15. The method of claim 14, wherein said individual food slice is urged off of said first roller by at least one flexible band encircling said first roller in a circumferential groove.

16. The method of claim 14, wherein each of said first and second rollers include at least one circumferential groove disposed in the respective outer surfaces thereof and at least one flexible band disposed in said first and second roller circumferential grooves interconnecting said first and second rollers, said at least one flexible band urging said individual food slices off of said first roller outer surface food slice engaging portion.

17. The method of claim 14, wherein said succession of individual food slices are precooked food material slices.

18. The method of claim 17, wherein said precooked food material slices are meat food product slices.

19. The method of claim 14, wherein said succession of individual food slices are bacon slices.

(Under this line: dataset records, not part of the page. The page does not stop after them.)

PR #6421, opened 2024-04-28
Chunked file uploads

distantnative:
### Summary of changes
- New `Api\Upload` class
  - Takes over all the nested code from `Api\Api::upload()` to make it more easily to read and test
  - Adds support for uploads in chunks

### Reasoning
- https://feedback.getkirby.com/256
- Cleaner class structure and better to test

### Features
- Panel uploads can now exceed the `upload_max_filesize` limit as they're uploaded in chunks. If you want to restrict the upload size, please use the file blueprint `accept` `maxsize` option: https://getkirby.com/docs/reference/panel/blueprints/file#accept

### Enhancements
- New `uploadAsChunks` JS helper function

### Fixed
- Canceling the file upload dialog now also cancels ongoing uploads

### Refactored
- New `Kirby\\Api\Upload` class to handle file uploads via the REST API

## Ready?

### For review team


afbora:
I've tried to upload a EXE file. Kirby 4.2.0 throws a error `The extension "exe" is not allowed` but nothing happens for this PR. Seems something broken.

afbora:
Also I realized that file is still remains when I cancel the upload. Should be deleted. But should be careful when file replacing.

distantnative:
@afbora We cannot delete the tmp file on cancel. But we clean up the files with a garbage collection.

config/api/routes/files.php
```diff
@@ -47,17 +51,28 @@
 			// move_uploaded_file() not working with unit test
 			// @codeCoverageIgnoreStart
 			return $this->upload(function ($source, $filename) use ($path) {
-				$props = [
+				// handle chunked uploads
+				$source = Upload::chunk($this, $source, $filename);
+
+				// if file is not yet complete, return
+				if ($source === null) {
+					return;
```
distantnative: Works already, but wondering if for these non-last chunk responses a different HTTP response code or so should be sent?

panel/src/helpers/upload.js
```diff
@@ -1,3 +1,45 @@
...
+		if (parts > 1) {
+			params.headers["X-Upload-Chunk"] = end === file.size ? "last" : "chunk";
+		}
+
+		response = await upload(chunk, {
+			...params,
+			headers: {
+				...params.headers,
+				"X-Unique-Upload-Id": id,
+				"Content-Range": `bytes ${start}-${end - 1}/${file.size}`
```
distantnative: I think, `- 1` actually isn't needed here as `end` is already zero-indexed

src/Panel/Panel.php
```diff
@@ -137,6 +138,16 @@ public static function firewall(
 		return true;
 	}
 
+	/**
+	 * @since 4.3.0
+	 */
+	protected static function garbage(): void
+	{
+		// run garbage collection with a chance of 20%;
+		if (mt_rand(1, 10000) <= 0.2 * 10000) {
```
distantnative: Is 20% probability a good value for the Panel garbage collection?

src/Api/Upload.php
```diff
@@ -0,0 +1,103 @@
...
+		return (int)floor(min($max) * 0.95);
+	}
+
+	/**
+	 * Returns root of directory used for
+	 * temporarily storing (incomplete) uploads
+	 */
+	public static function tmp(): string
+	{
+		return App::instance()->root('media') . '/uploads';
```
distantnative: Is media/uploads an issue as tmp directory as it could be accessible?
Is it especially problematic, that e.g. half a PHP/.exe file could be uploaded to the tmp directory? Rules only kick in after last chunk has been uploaded.

config/api/routes/files.php
bastianallgeier: This one sounds good but is unfortunately depreacted: https://developer.mozilla.org/en-US/docs/Web/HTTP/Status/102

206? https://developer.mozilla.org/en-US/docs/Web/HTTP/Status/206 

They both seem to only fit partially.

src/Api/Upload.php
bastianallgeier: I think it could be risky, but @lukasbestle should probably have a look at it.

config/api/routes/files.php
distantnative: I think 206 is for the reverse scenario: where I send a request to receive a range of content and the response only contains that range. So wouldn't touch that. Maybe as is is fine

src/Api/Upload.php
distantnative: Alternatively, do you have ideas for alternatives. The sys tmp folders (as initially suggested on Notion) don't work as they don't persist across the multiple requests.

lukasbestle: Maybe we could upload to an invisible folder in `content` like `/content/.uploads`. That folder is already blocked in web access by our suggested default server configs. Also if someone has set up the content folder on a different filesystem, we'd avoid moving the file between different filesystems after the last chunk.

lukasbestle: In addition, it would be great to run at least basic security checks if not all file rules. Having a PHP or Phar file on the server would be game over. One can easily upload a full file and pretend that another chunk follows afterwards, but never send another chunk.

src/Panel/Panel.php
lukasbestle: Maybe a bit too much. Using the Panel sends a lot of requests. I'd say we should aim for in average one execution for each short editing session (like open the Panel, navigate to a page, fix a typo). Based on that, I think 10% is probably more than enough.

config/api/routes/files.php
lukasbestle: I agree, 200 seems fine.

panel/src/helpers/upload.js
lukasbestle: Yes, but I wouldn't use the `Content-Range` header. In requests it is [only allowed for partial `PUT` requests, with other HTTP verbs it "MUST" be ignored by the server](https://datatracker.ietf.org/doc/html/rfc9110#section-14.4-4). So we could run into situations where a web application firewall filters it out. I think that's the reason why the tus protocol uses two custom headers (see my separate review comment on the backend code).

config/api/routes/files.php
```diff
@@ -1,6 +1,10 @@
 <?php
 
 // routing pattern to match all models with files
+
+use Kirby\Api\Upload;
+use Kirby\Filesystem\F;
```
lukasbestle: These should be above the comment.

panel/src/helpers/upload.js
```diff
@@ -1,3 +1,45 @@
...
+ */
+export async function chunked(file, params, size = 5242880) {
+	const parts = Math.ceil(file.size / size);
+	const id = random(4).toLowerCase();
+	let response;
+
+	for (let i = 0; i < parts; i++) {
+		const start = i * size;
+		const end = Math.min(start + size, file.size);
+		const chunk = file.slice(start, end, file.type);
```
lukasbestle: How does this slicing work? Does the browser stream the file to the server or does it need to read the chunk into client memory?

src/Api/Upload.php
```diff
@@ -0,0 +1,103 @@
...
+		string $source,
+		string $filename
+	): string|null {
+		// if the file is uploaded in chunks
+		if ($isChunk = $api->requestHeaders('X-Upload-Chunk')) {
+			// ensure the directory exists
+			Dir::make($dir = static::tmp());
+
+			// append chunk to tmp file with unique filename (id suffix)
+			$id     = $api->requestHeaders('X-Unique-Upload-Id');
```
lukasbestle: Needs to be filtered for safe characters, otherwise we would have a major directory traversal attack vector.

src/Api/Upload.php
```diff
@@ -0,0 +1,103 @@
...
+			$chunk  = fopen($source, 'r');
+			$source = $dir . '/' . $filename;
```
lukasbestle: - Filename also needs to be filtered against directory traversal, e.g. with `basename($filename)`.
- Can we avoid overwriting the `$source` variable? IMO that makes the code quite confusing.

src/Api/Upload.php
```diff
@@ -0,0 +1,103 @@
...
+			rename($tmp, $source);
+		}
+
+		return $source;
+	}
+
+	/**
+	 * Clean up tmp directory of stale files
+	 */
+	public static function clear(): void
```
lukasbestle: Shouldn't this rather be `clean`? With `clear` I'd think that the folder is completely emptied.

src/Api/Upload.php
```diff
@@ -0,0 +1,103 @@
...
+	 * in the tmp directory and only returning the new
+	 * $source path to the tmp file once complete
+	 */
+	public static function chunk(
+		Api $api,
+		string $source,
+		string $filename
+	): string|null {
+		// if the file is uploaded in chunks
+		if ($isChunk = $api->requestHeaders('X-Upload-Chunk')) {
```
lukasbestle: The `X-` prefix for custom headers is [deprecated](https://datatracker.ietf.org/doc/html/rfc6648). I went looking for how the tus protocol does it and we could use it as inspiration:

- `Upload-Length` would carry the total file size. If present, we know that we need to engage chunk mode.
- `Upload-Offset` would carry the byte offset where the current chunk begins. We could use this for additional protections:
  - If the offset is 0 but the file with the provided unique ID already exists, fail (could occur if two clients generate the same random ID for whatever reason).
  - If the offset is non-0, compare it with the current file size. If they differ or if the file doesn't exist at all yet, we got the requests out of order, so fail.
- `Upload-Id` would carry the unique ID from the client.

I know this increases complexity, but I think it could well be worth it for added robustness.

config/api/routes/files.php
```diff
@@ -47,17 +51,28 @@
...
 					'source'   => $source,
 					'template' => $this->requestBody('template'),
 					'filename' => $filename
-				];
+				], true);
 
-				// move the source file from the temp dir
-				return $this->parent($path)->createFile($props, true);
+				// clean up tmp
+				F::remove($source);
```
lukasbestle: As the file is moved above, is there a case where the source file still exists at this point?

lukasbestle:
Adding the "two-person review" label as I realized we need to be super careful about the security implications here. There's a lot that could go horribly wrong if we miss anything. I think we are heading in a great direction though 👍

distantnative:
@lukasbestle makes sense. And as written in the initial post, I think we should have a few review rounds as well. Now getting the concept right, later adding unit tests etc. before final review.

src/Api/Upload.php
distantnative: I would like to away from the `content` folder. Cause our setup is that basically everything in `content` means something. We'd have to add in a few places code to ignore that directory etc. And I don't like to spread the feature code even more around the system. Could we rather use `site/cache` or so? `site` subfolders are also protected.

Not sure how to go about the file rules yet as they depend a lot on the filename, extension and already creating a File object.

config/api/routes/files.php
distantnative: Need to double check, but I think in case e.g. FileRules refused it. As the move/copy part only takes place after running the rules.

panel/src/helpers/upload.js
distantnative: Using https://developer.mozilla.org/en-US/docs/Web/API/Blob/slice

src/Api/Upload.php
lukasbestle: What about `site/temp`? It could also be useful for other things in the future and also devs could easily customize its path by overriding the root.

File rules: You are right, probably too complex. But then we should at least validate the full temp name (filename + unique ID) against our security blocklists.

src/Api/Upload.php
distantnative: How do we know which is the last chunk? Do we then have to measure the size of each chunk on the backend again?

src/Api/Upload.php
distantnative: We have to overwrite it at least at the end of the if block since we need to return `$source` either unaltered if it wasn't a chunk or altered after the last chunk.

src/Api/Upload.php
distantnative: `Str::slug($id, '', 'a-z')`?

src/Api/Upload.php
lukasbestle: If `Upload-Length === Upload-Offset + size of current chunk`, the file is complete. We could implement this by first appending the current chunk and then comparing the file size on disk with `Upload-Length`. If they are the same, we are done.

src/Api/Upload.php
lukasbestle: The end of the if block could IMO have its own return statement, it doesn't need to fall through.

afbora:
> We cannot delete the tmp file on cancel. But we clean up the files with a garbage collection.

@distantnative What if we upload to the temp folder, does it make sense? If upload successful, we can move the file to the model root, if not garbage collector take care.

distantnative:
@afbora That's what we are doing here. Just not the system temp folder as that doesn't persist across requests. So the first parts aren't there anymore when the last chunk is received.

src/Api/Upload.php
bastianallgeier: I know that quite some people started setting up a custom storage folder for all those "secret" writable files: 

- sessions
- cache
- accounts

I agree that the tmp folder should be in the site folder as well to keep it save. But then you would need to take care of file permissions in yet another spot. If we had such a single, writable storage folder inside of site, it would be a lot easier. Otherwise we would also need another check in the installer and the system view for the new tmp folder. 

But I guess moving to a unified storage folder is making this PR even more complex than it already is.

distantnative: @bastianallgeier that really sounds like it's own project – also big breaking change

distantnative: Or we just use a subdirectory in `site/cache` for the tmp chunk uploads.

src/Api/Upload.php
distantnative: Somehow, the sizes don't add up for me at the end:
987,268,918 is the `Upload-Length`, but the last chunk also sends an offset of 980,208,771 and has a length of 7,060,476 which is 987,269,247 which is larger than the whole file should be.

distantnative: https://github.com/getkirby/kirby/pull/6421/commits/bebeea708c95ac25b39decd10755b9398112f5b4#diff-3cd311828c9ff4560c3674cf73afee2c3e0d7d16a866e80630cde300c47a9aecR58-R60 also still fails for the 2nd chunk as `F::size()` returns 0.

src/Api/Upload.php
bastianallgeier: Oh, I quite like the idea.

tobimori:
Is it theoretically possible to add a config option that will limit the file size?

afbora:
I've found few issues, could you confirm that?

- File not uploaded without error or log (dialog closed and no file uploaded,) with big files. For me, ~100 MB success, ~300 MB fails.
- I'm getting `A file with the name "filename.zip" already exists` error when big files upload from textarea field

distantnative:
@afbora the PR currently is not functional as it's in the middle of implementing changes based on Lukas' feedback and some troubles I encountered (see our comments discussion). Sorry that you tried, but I think any upload fails currently that needs more than one chunk.

afbora:
@distantnative No problem. I'll test again after PR is ready.

src/Api/Upload.php
lukasbestle: Using the cache directory as an intermediate solution makes sense. Maybe we could then implement a new `temp` root separately for v5. That would then contain `cache`, `sessions` and `uploads`. Wouldn't put `accounts` there though as they are not ephemeral unlike the others.

panel/src/helpers/upload.js
lukasbestle: OK, so that reads the chunk into client memory. There seems to be a streaming API for files and for `fetch`, but in a quick search I couldn't find a example to plug them together.

Maybe we should limit the chunk size to something like 5 MB in the meantime in the `Upload::chunkSize()` method to avoid overloading the browser. Especially mobile devices may not always have enough memory to handle 100 MB or even larger requests.

src/Api/Upload.php
lukasbestle: Maybe we need `clearstatcache()` before checking the file sizes, especially when something was written to the file directly before. If it still doesn't line up, something is wrong either client-side or server-side, potentially producing corrupt files.

lukasbestle:
> Is it theoretically possible to add a config option that will limit the file size?

Good point. I think it would make sense to make this an option for the file blueprint.

distantnative:
@lukasbestle @tobimori are you thinking of something different than the existing accept maxsize option?

tobimori:
I didn't know there was an option already. Consider my request as solved 😀

panel/src/helpers/upload.js
distantnative: I've looks around and all implementations of chunks uploads, incl. tus (https://github.com/tus/tus-js-client/blob/main/lib/browser/sources/FileSource.js#L19), are using it the same way. I don't think we need to worry here and shouldn't overengineer it.

src/Api/Upload.php
distantnative: Referenced the wrong variable in a path 🙈

distantnative: I think I covered all suggestions here @lukasbestle, but please have a look yourself and mark as resolved if you agree.

lukasbestle:
Also forgot about `maxsize`. 😆

panel/src/helpers/upload.js
lukasbestle: That's great then!

distantnative:
@lukasbestle added some more validations – skipping MIME types (will still checked for the full file), but at least basic ones as allowed extensions.

src/Api/Upload.php
```diff
@@ -0,0 +1,170 @@
...
+				throw new Exception('Chunk offset ' . $offset . ' does not match the existing tmp upload file size of ' . F::size($tmp));
+			}
+		} elseif ($offset > 0) {
+			throw new NotFoundException('Chunk offset ' . $offset . ' for non-existing tmp file "' . $filename . '"');
+		}
+
+		// validate file
+		$parent = new Page(['slug' => 'tmp']);
+		$file   = new File(['filename' => $filename, 'parent' => $parent]);
+		FileRules::validFile($file, false);
```
distantnative: @lukasbestle Does it make sense to run these on every chunk request or should we limit it to only the first (file does not exist, offset === 0)?

src/Api/Upload.php
```diff
@@ -0,0 +1,170 @@
...
+			// get id of file upload and ensure it doesn't
+			// contain forbidden characters
+			$id = $api->requestHeaders('Upload-Id');
+			$id = Str::slug($id, '', 'a-z0-9');
+
+			// create path for file in tmp upload directory;
+			// append id while the file isn't completely uploaded yet
+			$filename  = basename($filename);
+			$tmp       = $dir . '/' . $filename;
+			$tmpWithId = $tmp . '.' . $id;
```
lukasbestle: Maybe we could **prepend** the random ID to make it less likely that it's a forbidden extension (by random accident). Also it will allow QuickLook on the tmp file as it will already be the correct extension.

src/Api/Upload.php
```diff
@@ -0,0 +1,170 @@
...
+			if ($offset !== F::size($tmp)) {
+				throw new Exception('Chunk offset ' . $offset . ' does not match the existing tmp upload file size of ' . F::size($tmp));
+			}
+		} elseif ($offset > 0) {
+			throw new NotFoundException('Chunk offset ' . $offset . ' for non-existing tmp file "' . $filename . '"');
+		}
+
+		// validate file
+		$parent = new Page(['slug' => 'tmp']);
+		$file   = new File(['filename' => $filename, 'parent' => $parent]);
```
lukasbestle: This should operate on the actual filename as it's primarily a security check.

```suggestion
		$file   = new File(['filename' => basename($tmp), 'parent' => $parent]);
```

panel/src/helpers/upload.js
lukasbestle: Maybe we could skip the slicing if it's just one part anyway. Could increase performance for the most common case of small files.

panel/src/helpers/upload.js
```diff
@@ -1,3 +1,45 @@
...
+				"Upload-Id": id
+			};
+		}
+
+		response = await upload(chunk, {
+			...params,
+			// calculate the total progress based on chunk progress
+			progress: (xhr, chunk, percent) => {
+				const total = (i + percent / 100) / parts;
+				params.progress(xhr, file, Math.ceil(total * 100));
```
lukasbestle: With large files, `Math.ceil` will immediately start with `1%` even though it may stay at 0.x% for quite a while. What about `Math.round()`?

src/Api/Upload.php
lukasbestle: I think that would be fine. As we only validate the filename and extension, we can assume that this check already happened for files that exist at the `$tmp` path.

lukasbestle:
About `maxsize`: We need to ensure that we check for that in three ways:

- The frontend should check for it before even uploading the first chunk (avoids user frustration). Maybe this already happens.
- The backend should also ensure it by checking the `Upload-Length` against it.
- Also there should be a validation for the actual uploaded chunk size. So the size of the current tmp file + the size of the temporary chunk file provided by PHP should be compared to `maxsize` before streaming over the chunk to our tmp file. Otherwise one could provide an `Upload-Length` with an allowed size (e.g. 5 MB) but send a chunk with 100 MB. The file would then already take up double that size on the server before Kirby finally validates the size in `$page->createFile()`.

src/Api/Upload.php
distantnative: I see your point. However, I thought it might actually be also beneficial to not keep the original extension for the tmp file but have our random ID. Wouldn't this minimize also some attack vectors where malicious files would need their file extension?

distantnative:
@lukasbestle I am not sure we can follow your suggestions for `maxsize`. This would require us parsing the blueprints on each of those requests (Panel view, chunk upload). And given that our blueprints currently are always fully resolved (sadly still), this could create real performance issues. Because of that, I think until we resolve blueprints more lazily, we have to stick to the (not ideal) behavior that the `accept` rules only get evaluated at the end of the full upload.

src/Api/Upload.php
distantnative: @lukasbestle do you have an idea why this change causes the following failures?

```
There was 1 failure:

1) Kirby\Api\UploadTest::testValidateChunkInvalidExtension
Failed asserting that exception of type "TypeError" matches expected exception "Kirby\Exception\InvalidArgumentException". Message was: "stream_copy_to_stream(): Argument #1 ($from) must be of type resource, bool given" at
/home/runner/work/kirby/kirby/src/Api/Upload.php:70
/home/runner/work/kirby/kirby/tests/Api/UploadTest.php:346
.

--

1 test triggered 1 PHP warning:

Error: 1) /home/runner/work/kirby/kirby/src/Api/Upload.php:69
fopen(/home/runner/work/kirby/kirby/tests/tmp/Api.Upload/a.php): Failed to open stream: No such file or directory

Triggered by:

* Kirby\Api\UploadTest::testValidateChunkInvalidExtension
  /home/runner/work/kirby/kirby/tests/Api/UploadTest.php:331
  ```

File: src/Api/Upload.php (hunk 13 above)
Comment (lukasbestle) [reply src/Api/Upload.php]: The issue is that the random ID is generated on the frontend and thus entirely controlled by a potential attacker anyway.

File: src/Api/Upload.php (hunk 14 above)
Comment (lukasbestle) [reply src/Api/Upload.php]: Does this change alone cause those failures? That's really weird as we are only doing a validation in this method and don't overwrite the value of `$tmp` that the calling method works with afterwards.

File: src/Api/Upload.php (hunk 13 above)
Comment (distantnative) [reply src/Api/Upload.php]: But we validate it before doing anything. So I think the attacker part here isn't the issue. How about we require the id to be a certain size (5-6 characters) which couldn't act as harmful file extension?

File: src/Api/Upload.php (hunk 14 above)
Comment (distantnative) [reply src/Api/Upload.php]: Yes, it did for me. Just this change. I can test it again later this week if you say it doesn't happen for you when just changing this.

**Comment by lukasbestle** [comment]
About `maxsize`: You are right that it won't work out to do the first check in the frontend as we would need to provide all possible maximum sizes for all allowed file blueprints before we even know if a file will be uploaded at all. However during an active upload, this is different: There I feel like the performance impact of checking the `maxsize` is negligible compared to the duration of the upload (unless the uploader is somewhere in Switzerland with a symmetric 1 Gbit/s connection 😆).

However with these checks we could prevent attackers from stuffing our custom temp dir with insanely large partially uploaded files that are so far prevented by the blueprint. At the moment, PHP will accept the file first, store it to the system temp folder and then Kirby decides not to copy it elsewhere. So the damage is limited to the `upload_max_filesize` for a brief moment in time (PHP auto-cleans uploaded files that were not copied during the request). With chunked uploads, an attacker could however initiate an upload of a 1 GB file and upload 999 MB of that. Those 999 MB will reside on the server until cleanup. This could lead to denial of service if done until the disk on the server or quota is full.

File: src/Api/Upload.php (hunk 14 above)
Comment (lukasbestle) [reply src/Api/Upload.php]: Can't test it right now, but I can debug this further.

File: src/Api/Upload.php (hunk 13 above)
Comment (lukasbestle) [reply src/Api/Upload.php]: > But we validate it before doing anything. So I think the attacker part here isn't the issue.

Yes, but that means that appending the random ID doesn't minimize an attack vector either.

So the order isn't about security, but increases reliability and also adds the benefit of better overview of the temp folder (also think file type icons and such).

> How about we require the id to be a certain size (5-6 characters) which couldn't act as harmful file extension?

With 5-6 chars, `.phtml` and `.phtml5` would still cause a failure when randomly generated (which is probably like winning in the lottery, but not impossible).

All in all, prepending the ID feels more robust to me. Let me know if I missed a reason for appending.

File: src/Api/Upload.php (hunk 14 above)
Comment (distantnative) [reply src/Api/Upload.php]: Worked on the maxsize and shuffled things around. Now it uses `basename($tmp)` and works.

**Comment by distantnative** [comment]
@lukasbestle I added a check on the backend for `maxsize`: both, checking the total length from the header as well as existing tmp plus chunk size.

20. The method of claim 14, further including the step of removing at least some fluids associated with said individual food slice and collecting the food slice fluids in a stationary member disposed within at least one of said two rollers.

21. The method of claim 20, further including the step of maintaining said stationary member at a temperature at which said food slice fluids are in a liquid state.

22. The method of claim 21, further including the step of periodically injecting steam into said stationary member.

23. The method of claim 14, further including the steps of:

releasing said vacuum drawn at said first roller food slice engaging portion when said individual food slice is urged off of said first roller; and

releasing said vacuum drawn at said second roller food slice engaging portion to deposit said individual food slice onto said second support member.

24. The method of claim 14, further including the step of rotating said first and second roller in unison by drive control means.

25. The method of claim 24, further including the step of stopping rotation of said first and second rollers when said first support surface no longer has any food slices thereon.

26. The method of claim 14, wherein said vacuum drawn on said first and second rollers exerts negative air pressure on each of said first and second roller outer surfaces and exerts a cooling effect on said individual food slices contacting said first and second roller outer surfaces.

27. The method of claim 14, wherein said first support member is a oven take-off band.

28. The method of claim 23, wherein said first and second rollers include a plurality of apertures disposed in said outer surfaces thereof, and wherein said vacuum drawn in at least one of said first and second rollers is released by blocking said apertures.

29. The method of claim 14, wherein said individual food slice is deposited onto said second support member by releasing said vacuum drawn on said second roller.

30. A method for transferring food material slices from one slice support member to a second slice support member comprising the steps of:

providing first and second food slice contact members, each of the food slice contact members having an interior plenum through which a vacuum can be drawn;

drawing a vacuum through the first food slice contact member interior plenum and engaging a food slice on a predesignated slice engagement area of said first food slice contact member;

urging the food slice off of said first food slice contact member slice engagement area;

drawing a vacuum through said second food slice contact member interior plenum and engaging said food slice on a predesignated slice engagement area of said second food slice contact member; and

removing said food slice from said second food slice contact member and depositing said food slice on the second slice support member.